**What is being asked**. Write out every line below that includes the word "rule".
------ Records to process
PR #78, opened 2024-09-23
feat: add dedicated server installation resource

imtiazPabel:


imtiazPabel:
@majidkarimizadeh, after picking the updated the `GO SDK`, there comes some breaking `ENUM` issues. I fixed and left a separate commit. Please let me know, if you wanna fix those in some different approach.

https://github.com/Leaseweb/terraform-provider-leaseweb/pull/78/commits/0011332c488791f52640fe944427c744e481abf1

internal/provider/dedicated_server_installation_resource.go
```diff
@@ -0,0 +1,464 @@
...
+}
+
+type dedicatedServerInstallationResource struct {
+	// TODO: Refactor this part, apiKey shouldn't be here.
+	apiKey string
+	client dedicatedServer.DedicatedServerAPI
+}
+
+type dedicatedServerInstallationResourceModel struct {
+	ID                types.String   `tfsdk:"id"`
```
majidkarimizadeh, line 43: can we decide on this rule to have Id instead of ID?
for other keys like `ControlPanelID` also let's have `ControlPanelId`!

https://github.com/Leaseweb/terraform-provider-leaseweb/blob/main/internal/provider/dedicated_server_resource.go#L29

imtiazPabel: Well, in my understanding, the other way around, like we should use `ControlPanelID` instead of `ControlPanelId`

Sharing some line from GO recommendation.
`This rule also applies to “ID”`
`so write “appID” instead of “appId”.`
`As an example: ServeHTTP not ServeHttp`
https://go.dev/wiki/CodeReviewComments

Please correct me, If i'm wrong.

internal/provider/dedicated_server_installation_resource.go
```diff
@@ -0,0 +1,464 @@
...
+	var SSHKeysList []string
+	for _, k := range plan.SSHKeys {
+		if valueStringOrNil(k) != nil {
+			SSHKeysList = append(SSHKeysList, k.ValueString())
+		}
+	}
+	SSHKeys := strings.Join(SSHKeysList, "\n")
+
+	opts := dedicatedServer.NewInstallOperatingSystemOpts(plan.OperatingSystemID.ValueString())
+	opts.CallbackUrl = valueStringOrNil(plan.CallbackURL)
```
majidkarimizadeh, line 354: How about
```golang
if !plan.CallbackURL.IsNull() && !plan.CallbackURL.IsUnknown() {
    opts.SetCallbackUrl(plan.CallbackURL)
}
```
?

I don't see any benefit to set everything nil and pass in request if they are not filled.

internal/provider/dedicated_server_installation_resource.go
```diff
@@ -0,0 +1,464 @@
...
+	opts.ControlPanelId = valueStringOrNil(plan.ControlPanelID)
+	opts.Device = valueStringOrNil(plan.Device)
+	opts.Hostname = valueStringOrNil(plan.Hostname)
+	opts.Partitions = partitions
+	opts.Password = valueStringOrNil(plan.Password)
+	opts.PostInstallScript = valueStringOrNil(plan.PostInstallScript)
+	opts.PowerCycle = valueBoolOrNil(plan.PowerCycle)
```
majidkarimizadeh, line 361:
```golang
if !plan.PowerCycle.IsNull() && !plan.PowerCycle.IsUnknown() {
    opts.SetPowerCycle(plan.PowerCycle)
}
```

IMH no need to be a separate function.

internal/provider/dedicated_server_installation_resource.go
```diff
@@ -0,0 +1,464 @@
...
+	}
+
+	serverID := plan.DedicatedServerID.ValueString()
+	result, response, err := r.client.InstallOperatingSystem(r.authContext(ctx), serverID).
+		InstallOperatingSystemOpts(*opts).Execute()
+
+	if err != nil {
+		resp.Diagnostics.AddError(
+			fmt.Sprintf("Error resource dedicated_server_installation for server id: %q", serverID),
+			extractErrorMessage(response, err),
```
majidkarimizadeh, line 375: Isn't better to for now to just print out all response if it's getting error?! 
I see you are also checking the error code 400 too and there is some custom logic and condition! 
IMH we can also see what other options do we have (by adding a TODO) and check for better/general solution about logging!

internal/provider/dedicated_server_installation_resource.go
majidkarimizadeh: same for `valueInt32OrNil`

internal/provider/dedicated_server_installation_resource.go
```diff
@@ -0,0 +1,464 @@
...
+		resp.Diagnostics.Append(diags...)
+		return
+	}
+	plan.Partitions = partitionsList
+
+	resp.Diagnostics.Append(resp.State.Set(ctx, plan)...)
+
+}
+
+func (r *dedicatedServerInstallationResource) Read(_ context.Context, _ resource.ReadRequest, _ *resource.ReadResponse) {
```
majidkarimizadeh, line 417: Is it possible to use `panic("inimplemented") here for now if there is not any implementation for that?!`

internal/provider/dedicated_server_installation_resource.go
```diff
@@ -0,0 +1,464 @@
...
+
+	payload := result.GetPayload()
+	plan.ID = types.StringValue(result.GetUuid())
+	plan.Device = types.StringValue(payload.GetDevice())
+	plan.Timezone = types.StringValue(payload.GetTimezone())
+	plan.PowerCycle = types.BoolValue(payload.GetPowerCycle())
+
+	// Preparing partitions for the response
+	partitionsVal := []dedicatedServerInstallationPartitionsModel{}
+	for _, p := range payload.GetPartitions() {
```
majidkarimizadeh, line 388: isn't be better to merge these 2 for loops?
```golang
for _, p := range payload.GetPartitions() { ...
and 
for _, partition := range partitionsVal { ...
```

would be better for having more readable code IMO

internal/provider/dedicated_server_installation_resource.go
imtiazPabel: FYI, `error.Error()` only show you the `HTTP` code, when `HTTP` failed.

While trying to trigger the resource installation, I encountered an issue where, if an `HTTP` error occurs, `error.Error()` only shows the error code. As a `Terraform` developer, I couldn't fully understand what went wrong—imagine how much harder it would be for a customer. Keys like `device/hostname` and some other keys need to be correct in a way, but without the actual `HTTP` error message, it's difficult to pinpoint the issue.

That's why I implemented a check: if the error is significant, the HTTP error message is shown; otherwise, `error.Error()` suffices. I've marked all relevant functions with TODOs to move this logic elsewhere later.

I also believe that for the rest of our `data sources/resources`, we should display useful messages rather than just a code. However, we can address that later, we can use the method / approach different way.

internal/provider/dedicated_server_installation_resource.go
imtiazPabel: It's a good findings, indeed. I updated

internal/provider/dedicated_server_installation_resource.go
imtiazPabel: Although I couldn't find any events triggered beyond the `created` method.
I did attempt using `panic("unimplemented")`, which caused the test to fail. 
It doesn't seem particularly important at this point.

internal/provider/dedicated_server_installation_resource.go
imtiazPabel: It's not passing everything as `nil`, rather it's passing `value or nil(if no value)`. And that's what the `stuct` is expect, if you check.

In this file, I had to check whether the string has a value more than **15 times**. I'm not a fan of doing this repeatedly, especially when dealing with many similar fields.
------------
**Task solution**.
majidkarimizadeh, line 43: can we decide on this rule to have Id instead of ID?
`This rule also applies to “ID”`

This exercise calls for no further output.